Dictionary of American Biography, Charles Scribner’s Sons, New York, 1936, Volume 10, Pt. 1, pp. 19-20:

TRUMBULL, LYMAN (October 12, 1813-June 25, 1896), jurist, United States senator, was born in Colchester, Connecticut, the son of Benjamin and Elizabeth (Mather) Trumbull, and a grandson of Benjamin Trumbull [q.v.]. He attended Bacon Academy in his native town, and when twenty years old went to Greenville, Georgia, where he taught school for three years. In the meantime he read law and in 1836 was admitted to the bar. The following year he began practice in Belleville, Illinois, and soon entered politics. He was elected to the state legislature as a Democrat in 1840, but resigned in 1841 to accept appointment as secretary of state, in which capacity he served until removed by the governor in 1843. He then practised law and was a candidate for various offices until 1848, when he was elected justice of the state supreme court; in 1852 he was reelected for a term of nine years.

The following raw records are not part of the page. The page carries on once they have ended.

PR #2783, opened 2021-03-24
[NUI] Make possible to capture on the old driver devices.

bshsqa:
Some devices those have old gpu driver cannot use NativeImageSource for Capture.
This patch adds more option to use captured buffer with uri directly


rabbitfor:
Could you add `[NUI]` prefix in the commit message?

dongsug-song (approved):
LGTM

PR #2785, opened 2021-03-24
[NUI] Add apis of webview settings.

dongsug-song:
### API Changes ###

 - ACR:


dongsug-song:
should make a PR on DevelNUI first

PR #2789, opened 2021-03-25
[NUI] Change button theme to show Focused+Pressed state well.

rabbitfor:

### API Changes ###

 - ACR:

### DIFF
--- a/src/Tizen.NUI.Components/Theme/DefaultThemeCommon.cs
+++ b/src/Tizen.NUI.Components/Theme/DefaultThemeCommon.cs
@@ -41,8 +41,8 @@ namespace Tizen.NUI.Components
                 BackgroundColor = new Selector<Color>()
                 {
                     Normal = new Color(0.039f, 0.055f, 0.29f, 1),
-                    Focused = new Color(0, 0.2f, 0.545f, 1),
                     Pressed = new Color(0.106f, 0.412f, 0.792f, 1),
+                    Focused = new Color(0, 0.2f, 0.545f, 1),
                     Disabled = new Color(0.765f, 0.792f, 0.824f, 1),
                 },
                 Text = new TextLabelStyle()


src/Tizen.NUI.Components/Theme/DefaultThemeCommon.cs
```diff
@@ -41,8 +41,8 @@ public Theme Create()
                 BackgroundColor = new Selector<Color>()
                 {
                     Normal = new Color(0.039f, 0.055f, 0.29f, 1),
-                    Focused = new Color(0, 0.2f, 0.545f, 1),
                     Pressed = new Color(0.106f, 0.412f, 0.792f, 1),
+                    Focused = new Color(0, 0.2f, 0.545f, 1),
```
myroot, line 45: It looks like the same code as before.

myroot: If the order in which the property is set is important, it is really scary.

rabbitfor: Yeah... I agree. NUI `Selector` class is designed to act like a collection but it is not look like.
So there is a plan to refactor `Selector` class in the near future and after then this code will be
```C#
BackgroundColor = new Selector<Color>
{
  new SelectorItem<Color>(ControlState.Normal, new Color(0.039f, 0.055f, 0.29f, 1),
  new SelectorItem<Color>(ControlState.Pressed, new Color(0.106f, 0.412f, 0.792f, 1)),
  new SelectorItem<Color>(ControlState.Focused, new Color(0, 0.2f, 0.545f, 1)),
  new SelectorItem<Color>(ControlState.Disabled, new Color(0.765f, 0.792f, 0.824f, 1)),
}
```

dongsug-song (approved):
LGTM

PR #2792, opened 2021-03-25
[NUI] Fix layout null crash issue

huiyueun:
need to check 'value'

### API Changes ###

 - ACR:


rabbitfor (approved):
LGTM

PR #2795, opened 2021-03-26
[VoiceControl] Support multi handle for event and add thread lock for these handles

stom-hwang:
### Description of Change ###

This patch makes event handler support multi handles and add thread locks for these event handlers

### API Changes ###

 - No ACR


urmain (approved):
LGTM

syeonholic (approved):
It looks good to me.

PR #2797, opened 2021-03-26
[Internal] Extend Tizen.Inspections internal API

kkuchciak:
### Description of Change ###
Extending internal Inspections API after extending native API (diagnostics).

### API Changes ###
Added:

class Inspector:
 - EventHandler<DataRequestReceivedEventArgs> DataRequestReceived;
 - void SubscribeEvent(string eventName, string moduleID);
 - void SendEvent(string eventName, Bundle eventData);
 - void RequestBugreport(int pid);
 - void SetDataRequestCallback();
 - void UnsetDataRequestCallback()

class InspectionContext:
 - string EventName; // property
 - Bundle EventData; // property

class InspectionData:
 - int Write(byte[] buffer, int offset, int count);


internals/src/Tizen.Inspections/Tizen.Inspections/DataRequestReceivedEventArgs.cs
```diff
@@ -0,0 +1,50 @@
+/*
+* Copyright (c) 2020 Samsung Electronics Co., Ltd All Rights Reserved
```
m-macias, line 2: I suggest changing the year if it is a new file.
```suggestion
* Copyright (c) 2021 Samsung Electronics Co., Ltd All Rights Reserved
```

WonyoungChoi (approved):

He had served but two years of this term, however, when he was elected to the United States House of Representatives as an anti-Nebraska Democrat, but before taking his seat a three-cornered legislative contest, in which Lincoln, in order to elect a Free-Soiler, threw his Whig support to Trumbull, resulted in his being sent to the Senate. The three terms that he served (1855-73) were marked by the bitter struggle over slavery and reconstruction, during which he was first a Democrat, next a leading Republican, and ultimately a supporter of the ill-starred Liberal Republican movement. The failure of this movement left him no haven but the long-deserted Democratic fold. This pilgrimage appears opportunistic, but it was fundamentally dictated by convictions determined by considerations of law as well as of politics.

In the Kansas controversy Trumbull and his colleague, Stephen A. Douglas [q.v.], were diametrically opposed in matters of principle. Countering Douglas' proposal to admit Kansas (1856), Trumbull presented a bill uniting Kansas and Nebraska (Congressional Globe, 34 Congress, I Session, p. 1369). Both senators opposed the Lecompton constitution, but on differing grounds. Douglas would have the people settle the question of slavery by vote; Trumbull, now a full-fledged Republican, asserted plenary congressional jurisdiction. When secession became an issue, he opposed the Crittenden compromise and supported a resolution declaring that the Constitution was ample in its scope and needed to be obeyed rather than amended-an earnest of his later war-time defense of that much transgressed document.

During the war he was at once Lincoln's able helper and stanch opponent, his attitude being determined by that of the executive toward the Constitution. An authoritative spokesman of the administration, he often tried to school his master in matters of executive propriety. He opposed legalizing Lincoln's extraordinary acts performed while Congress was in recess, saying: "I am disposed to give the necessary power to the Administration to suppress this rebellion; but [ am not disposed to say that the Administration has unlimited power and can do what it pleases, after Congress meets" (Congressional Globe, 37 Congress, I Session, p. 392). In introducing his radical confiscation bill (December 1861) he declared that he wanted "no other authority for putting down even this gigantic rebellion than such as may be derived from the Constitution properly interpreted." He would suppress the "monstrous rebellion according to law, and in no other way" (Ibid., 2 Session, p. 18). He censured the method, but not the motive, of Lincoln's arbitrary arrests and led the movement which, while indemnifying the President for previous suspensions of the writ of habeas corpus, regulated further suspensions. In 1864, as chairman of the judiciary committee, he introduced the resolution which became the basis of the thirteenth amendment to the Constitution. When the first state sought admission under Lincolnian reconstruction he was the President's agent, but was foiled by Sumner and the Democrats.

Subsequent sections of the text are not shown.